8. Modifications to the Services
Customer shall not modify the Services (whether by provision of Customer Content via the Services or otherwise), except as expressly permitted herein. Customer shall be responsible for the results of any authorized or unauthorized modification of the Services, including modifications created by Customer’s broadcast or other dissemination of Customer Content through the Platform. HEROW shall not be liable for any failure of the Services resulting from Customer’s unauthorized modification or use of such Services
9. Acceptable Use Policy
Customer shall use and access the Services responsibly. Accordingly, Customer’s license hereunder shall be conditioned upon Customer not doing, attempting to do, or encouraging any third party to attempt to do any of the following when accessing and using the Services:
- Use the Services for any purpose which violates applicable laws.
- Reverse engineer, decompile, modify, alter, tamper with, disassemble copy, translate, convert, apply any process to, or create any modifications, enhancements, or derivative work of any component of the Platform or the Services.
- Probe, monitor, or otherwise test for vulnerabilities in any network used to provide the Services.
- Introduce to the Services or any instrument thereof, any material, tangible or intangible, that contains software, viruses, or other computer codes, files or programs that are designed to disrupt, damage, limit, or interfere with the Services or any component thereof. For the avoidance of doubt, all activity that may be categorized as a precursor to any violation hereof (i.e. port scan, stealth scan, or other information gathering activity) shall also be prohibited.
- Customer is prohibited from accessing illegally or without authorization computers, accounts or networks belonging to HEROW or to any other party. Any activity that might be used as a precursor to an attempted system penetration (i.e. port scan, stealth scan, or other information gathering activity) is also prohibited.

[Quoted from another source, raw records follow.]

PR #1680, opened 2020-12-02
feat(orca): initial support for container jobs

lorin:
# Problem

To support the new verifyWith functionaly, keel needs the ability to launch container-based (batch) jobs on Titus.

# Proposed solution

Leverage the existing OrcaTaskLauncher so that we can run container jobs through orca. The code in this PR
enables us to create orchestrations that consist of a single *Run Job* stage.

This PR is a bottom-up approach: introducing some new low-level primitives that we'll be able to use. The
primitives aren't wired up to anything yet.

# Classes introduced

## ContainerJobConfig

This class is essentially a one-to-one mapping to the parameters supported by the Run Job stage. I did my
best to reverse-engineer the default parameters through experiments running jobs using deck and examining the
generated JSON.

## JobStatus

This class contains information about a job running on Titus. I've added it here because it contains information we 
need to get the URLs for stdout/stderr and other logs. (Calculation of those URLs is coming in a future PR).

# Other changes

## Parsing data from "variables" field of Orca response

Based on experiments, I saw that when we launch an orchestration in Orca, there's a top-level `variables` field
that gets populated based on the output of stages. It seemed easier to parse the job status info from there
than from the stage output, so that's how I implemented it.

# Examples of how to use this code

## Launching a job

```kotlin
val application = ...
val serviceAccount = ...

// Describing the job
val containerJobConfig = ContainerJobConfig(
  name = "run from keel",
  organization = "lhochstein",
  repository = "lhochstein/ducker",
  
  region = "us-east-1",
  account = "titustestvpc",
  credentials = "titustestvpc",
  registry = "testregistry",
  
  application = application,
  serviceAccount = serviceAccount
)

// Submitting the job to orca
val orcaTaskLauncher: OrcaTaskLauncher = ...

val response : ExecutionDetailResponse = orcaTaskLauncer.submitJob(
 stages = listOf(container.createRunJobStage()),

 subject = "container integration test",
 description = "testing running a container",
 correlationId = "keel-run-container-test",
 
 user = serviceAccount,
 
 application = application,
 notifications = emptySet()
)

val taskId = response.id
```

(I know this looks verbose, but I didn't want to abstract this any further until we start actually consuming it).

## Getting the job status

```kotlin
val jobStatus = orcaService
  .getOrchestrationExecution(taskId, serviceAccount)
  .getJobStatus()
```

# Feedback sought

Some questions I had working on this:

* Is the naming and package location reasonable?

* Is it reasonable to reuse the OrcaTaskLauncher for this? Currently, the launcher is only used for actuating resources.

* How complete should the data representation be? The ContainerJobConfig contains all of the values that seem to get set by default when launching a job from Deck, but it's not fully comprehensive: there are optional fields that currently aren't specified here. I assumed it would be better to just add them later. 

# FAQ

## Hey, where are the tests?

There isn't really any logic in this PR to unit tests. I wrote an end-to-end as a CLI, but I had to put that in the internal repo because I needed to use metatron-based auth for it to work. I'll submit an internal PR for that.

### DIFF
--- a/keel-orca/src/main/kotlin/com/netflix/spinnaker/keel/orca/OrcaService.kt
+++ b/keel-orca/src/main/kotlin/com/netflix/spinnaker/keel/orca/OrcaService.kt
@@ -75,6 +75,11 @@ data class TaskRefResponse(
   val taskId by lazy { ref.substringAfterLast("/") }
 }
 
+data class KeyValuePair(
+  val key: String,
+  val value: Any
+)
+
 data class ExecutionDetailResponse(
   val id: String,
   val name: String,
@@ -84,7 +89,8 @@ data class ExecutionDetailResponse(
   val endTime: Instant?,
   val status: OrcaExecutionStatus,
   val execution: OrcaExecutionStages = OrcaExecutionStages(emptyList()),
-  val stages: List<OrcaExecutionStage>? = emptyList() // for pipelines, stages are not encapsulated in `execution`
+  val stages: List<OrcaExecutionStage>? = emptyList(), // for pipelines, stages are not encapsulated in `execution`
+  val variables: List<KeyValuePair>? = null
 )
 
 typealias OrcaExecutionStage = Map<String, Any>
--- a/keel-orca/src/main/kotlin/com/netflix/spinnaker/keel/orca/container/ContainerJobConfig.kt
+++ b/keel-orca/src/main/kotlin/com/netflix/spinnaker/keel/orca/container/ContainerJobConfig.kt
@@ -23,20 +23,16 @@ data class ContainerJobConfig(
   val account: String,
   val region: String,
   val organization: String,
-
   /**
    * Repository name associated with the container, e.g.: "acme/widget"
    */
   val repository: String,
-
   val type: ImageVersionReference = TAG,
-
   /**
    * Either a tag (e.g., "latest") or a digest (e.g., "sha256:be93efc727ba59813adc896859bccf32fb0f02202fe0526a9cd76326b9729cb3),
    * depending on what [type] is
    */
   val versionIdentifier: String = "latest",
-
   /**
    * ID that identifies an image, e.g.:
    *
@@ -44,53 +40,29 @@ data class ContainerJobConfig(
    * acme/widget:sha256:780f11bfc03495da29f9e2d25bf55123330715fb494ac27f45c96f808fd2d4c5
    */
   val imageId: String = "$repository:$versionIdentifier",
-
   val desiredCapacity: Int= 1,
-
   val maxCapacity: Int = 1,
-
   val minCapacity: Int = 1,
-
   val cpus: Int = 2,
-
   val memoryMb: Int = 2048,
-
   val diskMb: Int = 256,
-
   val networkMbps: Int = 1024,
-
   val gpus: Int = 0,
-
   val entrypoint: String = "",
-
   val runtimeLimitSeconds: Int = 2700,
-
   val retries: Int = 0,
-
   val cloudProvider : String = "titus",
-
   val cloudProviderType: String = "aws",
-
   val serviceAccount: String,
-
   val iamInstanceProfile: String = application + "InstanceProfile",
-
   val securityGroups: List<String> = emptyList(),
-
   val capacityGroup: String = application,
-
   val credentials: String,
-
   val registry : String,
-
   val containerAttributes: Map<String, String> = emptyMap(),
-
   val environmentVariables: Map<String, String> = emptyMap(),
-
   val labels: Map<String, String> = emptyMap(),
-
   val deferredInitialization : Boolean = true,
-
   val waitForCompletion: Boolean = true
 ) {
 
--- a/keel-orca/src/main/kotlin/com/netflix/spinnaker/keel/orca/container/ContainerJobConfig.kt
+++ b/keel-orca/src/main/kotlin/com/netflix/spinnaker/keel/orca/container/ContainerJobConfig.kt
@@ -73,7 +73,7 @@ data class ContainerJobConfig(
 
   val serviceAccount: String,
 
-  val iamInstanceProfile: String = application + "instanceProfile",
+  val iamInstanceProfile: String = application + "InstanceProfile",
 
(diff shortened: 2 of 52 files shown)


keel-orca/src/main/kotlin/com/netflix/spinnaker/keel/orca/container/ContainerJobConfig.kt
```diff
@@ -0,0 +1,151 @@
...
+/**
+ * Containers can be identified by either:
+ *  tag (e.g., "latest")
+ *  digest (e.g., "sha256:780f11bfc03495da29f9e2d25bf55123330715fb494ac27f45c96f808fd2d4c5")
+ */
+enum class ImageVersionReference {
+  TAG,
+  DIGEST
+}
+
```
emjburns, line 16: nit: It's weird that `ContainerJobConfig(` is a data class but the parameters have newlines in between them.

keel-orca/src/main/kotlin/com/netflix/spinnaker/keel/orca/container/ContainerJobConfig.kt
```diff
@@ -0,0 +1,151 @@
...
+  val retries: Int = 0,
+
+  val cloudProvider : String = "titus",
+
+  val cloudProviderType: String = "aws",
+
+  val serviceAccount: String,
+
+  val iamInstanceProfile: String = application + "instanceProfile",
```
emjburns, line 76: does "instance" need a capital i here?

lorin:
@emjburns and I had a discussion about what module this code should live in. Where we landed is that, since this code is coupled to the implementation of Titus, it makes more sense for this code to live in `keel-titus-plugin` rather than `keel-orca`.

keel-orca/src/main/kotlin/com/netflix/spinnaker/keel/orca/container/ContainerJobConfig.kt
lorin: > nit: It's weird that `ContainerJobConfig(` is a data class but the parameters have newlines in between them.

Fun fact: `ContainerJobConfig`: started out its life as an interface, and then morphed into a data class before I submitted the PR, but I forgot to clean up the spacing.

keel-orca/src/main/kotlin/com/netflix/spinnaker/keel/orca/container/ContainerJobConfig.kt
lorin: Indeed it does. Will fix.

keel-orca/src/main/kotlin/com/netflix/spinnaker/keel/orca/container/ContainerJobConfig.kt
lorin: Fixed.

robfletcher (approved):
This seems fine as far as it goes. I'm in two minds about using Orca but I think it _at least_ makes sense to leverage it initially.

robfletcher:
> @emjburns and I had a discussion about what module this code should live in. Where we landed is that, since this code is coupled to the implementation of Titus, it makes more sense for this code to live in `keel-titus-plugin` rather than `keel-orca`. I'm going to update this PR.

Given that depends on `keel-orca` that seems like a reasonable decision

keel-orca/src/main/kotlin/com/netflix/spinnaker/keel/orca/OrcaService.kt
```diff
@@ -75,6 +75,11 @@ data class TaskRefResponse(
   val taskId by lazy { ref.substringAfterLast("/") }
 }
 
+data class KeyValuePair(
+  val key: String,
+  val value: Any
+)
```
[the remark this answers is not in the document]
lorin: > You could always just use Kotlin's `Pair<String, Any>` unless there's a compelling reason to have our own type.

I'm using the data class as a deserialization target to parse out JSON from Spinnaker that looks like this:

```json
{
  "key": "jobStatus",
  "value": {
    ...
   } 
}
```

keel-titus-plugin/src/main/kotlin/com/netflix/spinnaker/keel/titus/batch/ContainerJobConfig.kt
```diff
@@ -0,0 +1,123 @@
...
+ */
+enum class ImageVersionReference {
+  TAG,
+  DIGEST
+}
+
+/**
+ * Holds the config info needed to execute a container via the Run Job stage
+ */
+data class ContainerJobConfig(
```
gal-yardeni, line 20: Is it possible to rearrange this data class, so that all mandatory fields without default values would be on top?

gal-yardeni (approved):
makes sense to me. `titus` is probably a good place to hold this logic.

keel-titus-plugin/src/main/kotlin/com/netflix/spinnaker/keel/titus/batch/ContainerJobConfig.kt
lorin: done!

keel-orca/src/main/kotlin/com/netflix/spinnaker/keel/orca/OrcaService.kt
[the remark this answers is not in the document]
luispollo: Wouldn't `List<Pair<String, Any>>?` deserialize just fine below, though?

luispollo:
> @emjburns and I had a discussion about what module this code should live in. Where we landed is that, since this code is coupled to the implementation of Titus, it makes more sense for this code to live in `keel-titus-plugin` rather than `keel-orca`. I'm going to update this PR.

@lorin Sorry I was late to review, but I looked over the changes and couldn't spot where we depend on any types from `keel-titus-plugin`... Could you please point me to it? To me, `keel-orca` would have seemed like the right place for this, and if there were any common types between the run job implementation and the Titus plugin, they should be in `keel-titus-api`. Not a big deal, maybe something to improve in a separate PR.

PR #1681, opened 2020-12-02
Scheduler for running verifications

robfletcher:
This adds a new `@Scheduled` function to `CheckScheduler` that invokes verifications for environment/artifact combinations using the current version deployed in the environment.

### DIFF
--- a/keel-core-test/src/main/kotlin/com/netflix/spinnaker/keel/persistence/VerificationRepositoryTests.kt
+++ b/keel-core-test/src/main/kotlin/com/netflix/spinnaker/keel/persistence/VerificationRepositoryTests.kt
@@ -33,6 +33,7 @@ abstract class VerificationRepositoryTests<IMPLEMENTATION : VerificationReposito
 
   open fun VerificationContext.setup() {}
   open fun VerificationContext.setupCurrentArtifactVersion() {}
+  open fun VerificationContext.pauseApplication() {}
 
   private data class DummyVerification(override val id: String) : Verification {
     override val type = "dummy"
@@ -185,25 +186,25 @@ abstract class VerificationRepositoryTests<IMPLEMENTATION : VerificationReposito
       version = "fnord-0.190.0-h378.eacb135"
     )
 
+    private fun next() = expectCatching {
+      subject.nextEnvironmentsForVerification(minAge, limit)
+    }
+
     @Test
     fun `nothing is returned to check if there is no current artifact version for any environment`() {
       context.setup()
 
-      expectCatching {
-        subject.nextEnvironmentsForVerification(minAge, limit)
-      }
-        .isSuccess()
-        .isEmpty()
+      next().isSuccess().isEmpty()
     }
 
     @Test
     fun `returns the current version if it has yet to be verified`() {
-      context.setup()
-      context.setupCurrentArtifactVersion()
-
-      expectCatching {
-        subject.nextEnvironmentsForVerification(minAge, limit)
+      with(context) {
+        setup()
+        setupCurrentArtifactVersion()
       }
+
+      next()
         .isSuccess()
         .hasSize(1)
         .withFirst {
@@ -211,6 +212,17 @@ abstract class VerificationRepositoryTests<IMPLEMENTATION : VerificationReposito
           get { environmentName } isEqualTo context.environmentName
           get { deliveryConfig.name } isEqualTo context.deliveryConfig.name
         }
+    }
+
+    @Test
+    fun `returns nothing if the application is paused`() {
+      with(context) {
+        setup()
+        setupCurrentArtifactVersion()
+        pauseApplication()
+      }
+
+      next().isSuccess().isEmpty()
     }
   }
 }
--- a/keel-core-test/src/main/kotlin/com/netflix/spinnaker/keel/persistence/VerificationRepositoryTests.kt
+++ b/keel-core-test/src/main/kotlin/com/netflix/spinnaker/keel/persistence/VerificationRepositoryTests.kt
@@ -305,5 +305,43 @@ abstract class VerificationRepositoryTests<IMPLEMENTATION : VerificationReposito
           get { version } isEqualTo context2.version
         }
     }
+
+    @Test
+    fun `can return both artifacts sequentially when an environment has more than one`() {
+      val artifact1 = DockerArtifact(
+        name = "artifact1",
+        deliveryConfigName = context.deliveryConfig.name,
+        reference = "ref-1"
+      )
+      val artifact2 = DockerArtifact(
+        name = "artifact2",
+        deliveryConfigName = context.deliveryConfig.name,
+        reference = "ref-2"
+      )
+      val deliveryConfig = context.deliveryConfig.copy(
+        artifacts = setOf(artifact1, artifact2)
+      )
+      val context1 = context.copy(
+        deliveryConfig = deliveryConfig,
+        artifactReference = artifact1.reference,
+        version = "artifact1-0.254.0-h645.4ce7392"
+      )
+      val context2 = context.copy(
+        deliveryConfig = deliveryConfig,
+        artifactReference = artifact2.reference,
+          version = "artifact2-0.390.0-h584.93a3040"
+      )
+      with(context1) {
+        setup()
+        setupCurrentArtifactVersion()
+      }
+      with(context2) {
+        setup()
+        setupCurrentArtifactVersion()
+      }
+
+      next().isSuccess().hasSize(1)
+      next().isSuccess().hasSize(1)
+    }
   }
 }
--- a/keel-core-test/src/main/kotlin/com/netflix/spinnaker/keel/persistence/VerificationRepositoryTests.kt
+++ b/keel-core-test/src/main/kotlin/com/netflix/spinnaker/keel/persistence/VerificationRepositoryTests.kt
@@ -24,6 +24,7 @@ import strikt.assertions.isNotEmpty
 import strikt.assertions.isNotNull
 import strikt.assertions.isNull
 import strikt.assertions.isSuccess
+import strikt.assertions.one
 import strikt.assertions.withFirst
 import java.time.Duration
 
@@ -53,7 +54,8 @@ abstract class VerificationRepositoryTests<IMPLEMENTATION : VerificationReposito
         artifacts = setOf(
           DockerArtifact(
             name = "fnord",
-            deliveryConfigName = "fnord-manifest"
+            deliveryConfigName = "fnord-manifest",
+            reference = "fnord-docker"
           )
         ),
         environments = setOf(
@@ -64,6 +66,7 @@ abstract class VerificationRepositoryTests<IMPLEMENTATION : VerificationReposito
         )
       ),
       environmentName = "test",
+      artifactReference = "fnord-docker",
       version = "fnord-0.190.0-h378.eacb135"
     )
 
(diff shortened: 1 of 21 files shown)


keel-core-test/src/main/kotlin/com/netflix/spinnaker/keel/persistence/VerificationRepositoryTests.kt
```diff
@@ -148,4 +166,182 @@ abstract class VerificationRepositoryTests<IMPLEMENTATION : VerificationReposito
...
+      }
+      with(context2) {
+        setup()
+        setupCurrentArtifactVersion()
+      }
+
+      next().isSuccess().hasSize(1)
+      next().isSuccess().hasSize(1)
+    }
+  }
```
robfletcher, line 346: All the tests for the query selecting the next things to verify

keel-core/src/main/kotlin/com/netflix/spinnaker/keel/actuation/CheckScheduler.kt
```diff
@@ -167,6 +173,38 @@ class CheckScheduler(
...
+            }
+        }
+      }
+
+      runBlocking { job.join() }
+      log.debug("Scheduled environment verification complete")
+    } else {
+      log.debug("Scheduled environment verification disabled")
+    }
+  }
```
robfletcher, line 206: New scheduled action

keel-sql/src/main/kotlin/com/netflix/spinnaker/keel/sql/SqlStorageContext.kt
```diff
@@ -0,0 +1,20 @@
...
+  internal val jooq: DSLContext,
+  internal val clock: Clock,
+  internal val sqlRetry: SqlRetry,
+  internal val objectMapper: ObjectMapper,
+  internal val resourceSpecIdentifier: ResourceSpecIdentifier,
+  internal val artifactSuppliers: List<ArtifactSupplier<*, *>>,
+  internal val specMigrators: List<SpecMigrator<*, *>>
+) {
+  internal val resourceFactory = ResourceFactory(objectMapper, resourceSpecIdentifier, specMigrators)
+}
```
robfletcher, line 20: This is the start of some refactoring I've been talking about. For now I have some of the repositories extend this, which allows them to share some JOOQ / SQL code that is useful in multiple repository contexts. Eventually I'd like to get rid of the repositories altogether and replace them with a library of extension methods on this.

keel-sql/src/main/kotlin/com/netflix/spinnaker/keel/sql/SqlVerificationRepository.kt
```diff
@@ -1,25 +1,120 @@
...
+            VerificationContext(
+              deliveryConfigByName(deliveryConfigName),
+              environmentName,
+              artifactReference,
+              artifactVersion
+            )
+          }
+      }
+    }
+  }
```
robfletcher, line 117: This query is not quite as horrible as it looks at first glance. It also manages to avoid the need to pre-seed the "last checked" table whenever we create an environment (see the left join bit). I'd like to migrate that pattern to the similar queries we do elsewhere (separate PR).

keel-sql/src/main/kotlin/com/netflix/spinnaker/keel/sql/SqlVerificationRepository.kt
```diff
@@ -64,22 +162,26 @@ class SqlVerificationRepository(
   private inline fun <reified RESULT> ResultQuery<*>.fetchOneInto() =
     fetchOneInto(RESULT::class.java)
 
+  /**
+   * Defaults a timestamp field to [EPOCH] if it is null.
+   */
+  private fun Field<LocalDateTime>.orEpoch(): Field<LocalDateTime> =
+    isnull(this, EPOCH.atZone(UTC).toLocalDateTime())
```
robfletcher, line 169: This is what makes the left join to the "last checked" table work. If the timestamp is `null` (because there is no corresponding row in the last checked table) then we get the default `EPOCH` meaning anything that was never checked will order first and definitely be older than the cutoff.

keel-sql/src/main/kotlin/com/netflix/spinnaker/keel/sql/SqlVerificationRepository.kt
```diff
@@ -1,25 +1,122 @@
...
+          .join(DELIVERY_ARTIFACT)
+          .on(DELIVERY_ARTIFACT.UID.eq(ENVIRONMENT_ARTIFACT_VERSIONS.ARTIFACT_UID))
+          // left join so we get results even if there is no row in ENVIRONMENT_LAST_VERIFIED
+          .leftJoin(ENVIRONMENT_LAST_VERIFIED)
+          .on(ENVIRONMENT_LAST_VERIFIED.ENVIRONMENT_UID.eq(ENVIRONMENT.UID))
+          .and(ENVIRONMENT_LAST_VERIFIED.ARTIFACT_UID.eq(DELIVERY_ARTIFACT.UID))
+          // has not been checked recently (or has never been checked)
+          .where(ENVIRONMENT_LAST_VERIFIED.AT.orEpoch().lessOrEqual(cutoff))
+          // order by last time checked with things never checked coming first
+          .orderBy(ENVIRONMENT_LAST_VERIFIED.AT.orEpoch())
```
lorin, line 97: I'm having trouble wrapping my head around this `orderBy` call. What is the SQL that it translates to?

robfletcher: ```order by ifnull(environment_last_verified.at, EPOCH)```

so basically if the left join to `environment_last_verified` did not find a row (hence `at` will be null) it uses epoch which will sort first.

lorin (approved):
# My understanding

## Problem 

In order to support the verifyWith functionality, keel needs to ensure that verifications specified in delivery configs run against the associated environment.

## Proposed solution

This PR implements the top-level verification loop that is responsible for invoking th VerificationRunner to kick off the verifications. 

This loops iterates over all of the environments being managed, looking for (artifact, environment) pairs that haven't been checked in the last 60 seconds (configurable).

The loop runs every 1 second (configurable), and retrieves a batch size of 1 (configurable) verifications that are old enough that they need checking.

The loop processes environments in order of "last checked" time, from most ancient to most recent.

# Database changes

## New table: `environment_last_verified`

Table tracks the last time the verification loop retrieved the (environment, artifact) pair.

* `environment_uid`
* `artifact_uid`
* `timestamp`

# Code changes

## Verification loop

The `CheckScheduler.verifyEnvironments` function.

## Database-related

The main change is the new: `SqlVerificationRepository.nextEnvironmentsForVerification` method.

## Refactor

Some DB methods were pulled into a new package: `com.netflix.spinnaker.keel.sql.deliveryconfigs`

* deliveryConfigByName
* attachDependents
* resourcesForEnvironment

## Minor changes

`VerificationContext` has a new `artifactReference` field.

I couldn't tell if this field is consumed by code yet, or is being added in anticipation of being consumed in a future PR.

# Feedback

Looks good overall. The only comment I have is around multiple artifact behavior.

## Multiple artifact behavior

This implementation uses (artifact, environment) pairs as the "thing we validated recently enough"
This results in a scenario that seem counter-intuitive to me when there are multiple artifacts. Consider:

* one verification: V
* Two artifacts: A, B
* One environment: staging

The same verification will run twice in succession against the same environment:

t=0s: (A, staging) hasn't been run lately, run V against staging
t=1s: (B, staging) hasn't been run lately, run V against staging

On the other hand, if keel pushes a new artifact version or makes another type of change (e.g., instance type, baseos) to the environment,
the verification check won't happen until the minimum amount of time elapses.

The weirdness here in my mind is around the relationship between a Verification and an Artifact. Right now we don't have an explicit relation between these two entities in our spec for the delivery config. Should we? 

That being said, I think multiple artifacts is not going to be the common case for the initial adopters, and so we can probably put it off.

robfletcher:
> `VerificationContext` has a new `artifactReference` field.
> 
> I couldn't tell if this field is consumed by code yet, or is being added in anticipation of being consumed in a future PR.

It's used by `VerificationContext` itself in its `artifact` property.

> This implementation uses (artifact, environment) pairs as the "thing we validated recently enough"
> This results in a scenario that seem counter-intuitive to me when there are multiple artifacts. Consider:
> 
>     * one verification: V
>     * Two artifacts: A, B
>     * One environment: staging
> 
> The same verification will run twice in succession against the same environment:
> 
> t=0s: (A, staging) hasn't been run lately, run V against staging
> t=1s: (B, staging) hasn't been run lately, run V against staging
> 

Oh boy, you're right and I'm not sure how to handle that. I guess we'd want to insert/update _n_ rows to `environment_last_verified` -- one per artifact. Then if _any_ of the artifact versions changed we'd run the verification once.

That would also require `VerificationContext` to change such that it had a collection of artifact versions.

lorin:
> Oh boy, you're right and I'm not sure how to handle that. I guess we'd want to insert/update _n_ rows to `environment_last_verified` -- one per artifact. Then if _any_ of the artifact versions changed we'd run the verification once.

That reminds me, another issue we'll (eventually) need to deal with is identifying when a resource changes that isn't related to an artifact version changing. (e.g., new version of baseos, change of instance type, addition of security group). We want to re-run the verification when that happens.

robfletcher:
> That reminds me, another issue we'll (eventually) need to deal with is identifying when a resource changes that isn't related to an artifact version changing. (e.g., new version of baseos, change of instance type, addition of security group). We want to re-run the verification when that happens.

Yeah, that makes the situation even worse. It almost feels like we'd need to fingerprint the environment in order to know whether we've already run the verification against the current configuration.

luispollo:
Holy smokes, @lorin! What a review! Now I understand why you asked me the other day how I was so quick to submit a review: I'm obviously not spending anywhere near the amount of time and attention you are on them! 😄 

Looking at this particular PR, I can see that your approach paid off as you caught something meaty! Having said that, I think there's an argument for both kinds of reviews, because statistically the number of severe issues caught in reviews is relatively small. Where I think they help the most is in catching major disagreements on the approach or design, as well as the organization and readability of the code, which are much quicker to review and comment on, in comparison. That's the stuff I tend to focus on.

I'm delighted that we have someone like you on our team because you elevate any activity you participate in, including code reviews! I like to think that the different approaches each of us takes in reviewing PRs complement each other well.

robfletcher:
> * one verification: V
> * Two artifacts: A, B
> * One environment: staging

Thinking a little more about this… is running the verification twice _wrong_? It's maybe overkill if you synchronize releases of the two artifacts, but if they're deployed independently (and currently MD has no mechanism to prevent that) then it makes sense to run the verification on _any_ deployment.

robfletcher:
> The weirdness here in my mind is around the relationship between a Verification and an Artifact. Right now we don't have an explicit relation between these two entities in our spec for the delivery config. Should we?

I'm not sure. In my mind the relationships are between verification and environment, and artifact and environment. There's not a direct relationship between verification and artifact.

lorin:
> Thinking a little more about this… is running the verification twice _wrong_? It's maybe overkill if you synchronize releases of the two artifacts, but if they're deployed independently (and currently MD has no mechanism to prevent that) then it makes sense to run the verification on _any_ deployment.

I agree that it's safe to run the verification twice, but I don't think the current implementation actually has the desired behavior of resetting the min age check on a new deployment. The current implementation uses (artifact, environment) pairs, and I think you'd need (artifact **version**, environment) pairs to achieve that behavior.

- Breach or otherwise circumvent any security measures put in place by HEROW.
- Use manual or automated software, devices, or other processes to “crawl” or “spider” the site or any features of the Services.
- Modify, integrate, or incorporate any part of the Services into a product manufactured or sold by Customer, except with express written authorization of HEROW; provided however, that the delivery of Customer Content by Customer using the Services shall not constitute a violation hereof.
- Distribute, disclose, publish, assign, share, lend, or otherwise allow use of the Services by any third party, except as expressly permitted by these Terms.
- Transfer, rent, assign, sublicense, or allow the use of the Services.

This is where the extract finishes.